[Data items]
====

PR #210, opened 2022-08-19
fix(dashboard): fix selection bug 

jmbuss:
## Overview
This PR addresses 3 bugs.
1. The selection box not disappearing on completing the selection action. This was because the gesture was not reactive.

====

• **Exercise brief**
If a line above contains the word "selection", it counts; state how many lines count, and nothing more.

• **Task answer**
2